Renewable and recycled drop-in solutions enable the production of more sustainable plastics for various applications, including sensitive medical ones.
VAPA MEDIA / Johanna Taskinen
The vast majority of plastics - in medical applications and elsewhere - are made from fossil resources. As such, they are taking a toll on the environment, contributing to climate change by leading to fossil carbon being emitted into the atmosphere.
Attempts to replace fossil resources in the manufacturing of plastics are mostly focussing on two alternative carbon sources: recycled carbon and renewable carbon. While the former utilises plastic waste and turns it into new plastic applications, the latter leverages biogenic carbon as the basis for plastics.
Finnish company Neste is building upon its experience as a renewable fuel producer to provide renewable feedstock for plastics, while at the same time developing chemical recycling (sometimes also referred to as “advanced recycling”) technologies to provide recycled feedstock.
Drop-in solutions: limited effort, maximum effect
The idea behind both routes: provide a drop-in solution that can be used in the existing production infrastructure and to produce the same plastic applications that are today made from fossil resources. The benefit: little CAPEX requirements as no new infrastructure is required and no changes in the performance and quality of the products. What changes though is the carbon footprint of the product and the amount of waste generated that has no further use.
“We believe the drop-in character to be a very important factor when it comes to accelerating the transition to more sustainable plastics,” explains Jeroen Verhoeven, vice president value chain development at Neste Renewable Polymers and Chemicals. “It reduces the hurdles for the industry to make the change - and it reduces limitations on the applications of more sustainable plastics. You can continue using the same products you used before - just without fossil resources.”
Recently, in April 2023, Swedish MedTech company Wellspect HealthCare introduced bio-based materials into one of its products: a female urinary catheter with the name LoFric Elle. The original LoFric Elle catheter, launched in 2019, was manufactured solely from conventional fossil based raw material sources. Wellspect says that the carbon footprint of the plastic in its product has been cut by 55% compared to the original product. The company is using a mass balance approach to allocate the bio-based raw materials and to ascertain the same medical grade quality for the plastic. Wellspect credited suppliers LyondellBasell and Neste for making the switch possible.
The catheter shows that the drop-in solutions can be used even in highly sensitive applications.

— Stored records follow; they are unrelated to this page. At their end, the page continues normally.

Issue #1321, opened 2023-08-30
Launcher should report errors from all exec tables


directionless:
We have a couple places we create tables by parsing the output from execs. Today, if there are errors, we log it, and `continue`. This isn't wrong, but it does make it hard to understand what the error is, and how to fix it. I think we should start including the errors. Probably as a new attribute -- `error`

I'm thinking of:
- https://github.com/kolide/launcher/blob/main/pkg/osquery/tables/dataflattentable/exec.go#L39
- https://github.com/kolide/launcher/blob/main/pkg/osquery/tables/dataflattentable/exec_and_parse.go#L59

directionless:
I think this really means pushing the dataflatten stuff to use `tablehelpers.Exec`

directionless:
I think this had been blocked on adding `WithUid` functionality to our exec helper, and that's present now. 🎉

directionless:
We should evaulate it in other places. Either exclude, or move to the helper, depending

RebeccaMahany:
I think most of these have moved over to tablehelpers.Run -- https://github.com/kolide/launcher/blob/main/pkg/osquery/table/mdm.go and maybe the windowsupdate might be all that's left.

PR #1696, opened 2024-04-26
tables use tablehelpers.run

James-Pickett:
relates to https://github.com/kolide/launcher/issues/1321

Adds helper functions to enforce timeout and simplify creating / execing commands. Follow on PR will add linting.

```go
func RunSimple(ctx context.Context, slogger *slog.Logger, timeoutSeconds int, cmd allowedcmd.AllowedCommand, args []string, opts ...ExecOps)

func Run(ctx context.Context, slogger *slog.Logger, timeoutSeconds int, execCmd allowedcmd.AllowedCommand, args []string, stdout io.Writer, stderr io.Writer, opts ...ExecOps) error
```


pkg/osquery/table/touchid_system_darwin.go
```diff
@@ -39,44 +38,35 @@ func (t *touchIDSystemConfigTable) generate(ctx context.Context, queryContext ta
 	var results []map[string]string
 	var touchIDCompatible, secureEnclaveCPU, touchIDEnabled, touchIDUnlock string
 
-	// Read the security chip from system_profiler
-	var stdout bytes.Buffer
-	cmd, err := allowedcmd.SystemProfiler(ctx, "SPiBridgeDataType")
```
directionless, line 44: There's a `context.WithTimeout` we can probably get rid of

directionless (commented):
love it

RebeccaMahany (approved):
LGTM, just one small/optional question!

pkg/osquery/table/touchid_system_darwin.go
```diff
@@ -33,50 +31,38 @@ type touchIDSystemConfigTable struct {
...
-	ctx, cancel := context.WithTimeout(ctx, 10*time.Second)
-	defer cancel()
-
 	var results []map[string]string
 	var touchIDCompatible, secureEnclaveCPU, touchIDEnabled, touchIDUnlock string
 
-	// Read the security chip from system_profiler
-	var stdout bytes.Buffer
-	cmd, err := allowedcmd.SystemProfiler(ctx, "SPiBridgeDataType")
+	stdout, err := tablehelpers.Exec(ctx, t.slogger, 15, allowedcmd.SystemProfiler, []string{"SPiBridgeDataType"}, false)
```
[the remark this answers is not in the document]
James-Pickett: woops.... I just missed using the same timeout and chose an arbitrary number, I'll update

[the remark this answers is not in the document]
directionless: The old 10s was also arbitrary.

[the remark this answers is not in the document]
directionless: If we want a default, we should have a default and drop it from the signature. Add it to Options. But I'm not sure yet

ee/tables/dism_default_associations/dism_default_associations.go
```diff
@@ -1,7 +1,7 @@
 //go:build windows
 // +build windows
 
-package dsim_default_associations
+package dism_default_associations
```
James-Pickett, line 4: I corrected this spelling, then later remembered Becca having the same issue with it. Should I just put it back?

ee/tables/firmwarepasswd/firmwarepasswd.go
```diff
@@ -90,42 +90,29 @@ func (t *Table) generate(ctx context.Context, queryContext table.QueryContext) (
...
-func (t *Table) runFirmwarepasswd(ctx context.Context, subcommand string, output *bytes.Buffer) error {
-	ctx, cancel := context.WithTimeout(ctx, 1*time.Second)
-	defer cancel()
-
-	cmd, err := allowedcmd.Firmwarepasswd(ctx, subcommand)
-	if err != nil {
-		return fmt.Errorf("creating command: %w", err)
-	}
-
+func (t *Table) runFirmwarepasswd(ctx context.Context, subcommand string) ([]byte, error) {
```
James-Pickett, line 93: this is not quite the same as it was, should probably leave it as close as possible for a large refactor

ee/tables/tablehelpers/exec.go
```diff
@@ -19,66 +20,80 @@ import (
...
+// It enforces a timeout, logs, traces, and returns the stdout as a byte slice.
+// It discards stderr.
 //
-// `possibleBins` can be either a list of command names, or a list of paths to commands.
-// Where reasonable, `possibleBins` should be command names only, so that we can perform
-// lookup against PATH.
-func Exec(ctx context.Context, slogger *slog.Logger, timeoutSeconds int, execCmd allowedcmd.AllowedCommand, args []string, includeStderr bool, opts ...ExecOps) ([]byte, error) {
+// This is not suitable for high performance work -- it allocates new buffers each time
+// Use Run() for more control over the stdout and stderr streams.
+func RunSimple(ctx context.Context, slogger *slog.Logger, timeoutSeconds int, cmd allowedcmd.AllowedCommand, args []string, opts ...ExecOps) ([]byte, error) {
```
James-Pickett, line 43: still not 100% sold on the functions .... wonder if we should make an option for `WithStderr(w io.Writer)`

RebeccaMahany (dismissed):

directionless (approved):
I think this looks good. I'm not sure how to test it, aside from checking a lot of tables.

ee/tables/tablehelpers/exec.go
directionless: TBH I'm not 100% sure either. But I think this is a great step, and we can refactor if it feels wrong.

directionless (approved):
Still seems reasonable. Merge and iterate?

Chemical recycling can enable recycled content in sensitive applications
The renewable feedstock Neste produces is based on the company’s proprietary NEXBTL technology, which uses renewable oils and fats as input to produce fuels such as renewable diesel or sustainable aviation fuel and feedstock for polymers and chemicals. More than 90% of the raw materials used in the process are waste and residues such as used cooking oil or residues from vegetable oil processing. 3.3 million tonnes of such renewable products can be produced per year, a figure Neste intends to increase to 6.8 million tonnes by the end of 2026.
On the chemical recycling front, the company aims at processing more than 1 million tonnes of waste plastic into high-quality feedstock for new polymers per year by 2030. The idea is to recycle plastic streams that are currently hard-to-recycle with conventional recycling technologies. The waste is first being liquefied, pre-treated and upgraded and then finally co-processed with crude oil in the company’s conventional refinery in Finnish Porvoo. In contrast to conventional mechanical recycling, the processes allow for a removal of impurities, producing virgin-quality feedstock for new plastics. First processing runs were successfully completed, processing some 3,000 tons of waste plastic.
With renewable and recycled feedstocks, there might be a solution on the table that also the medical industry can build upon - to phase out fossil resources from its value chains.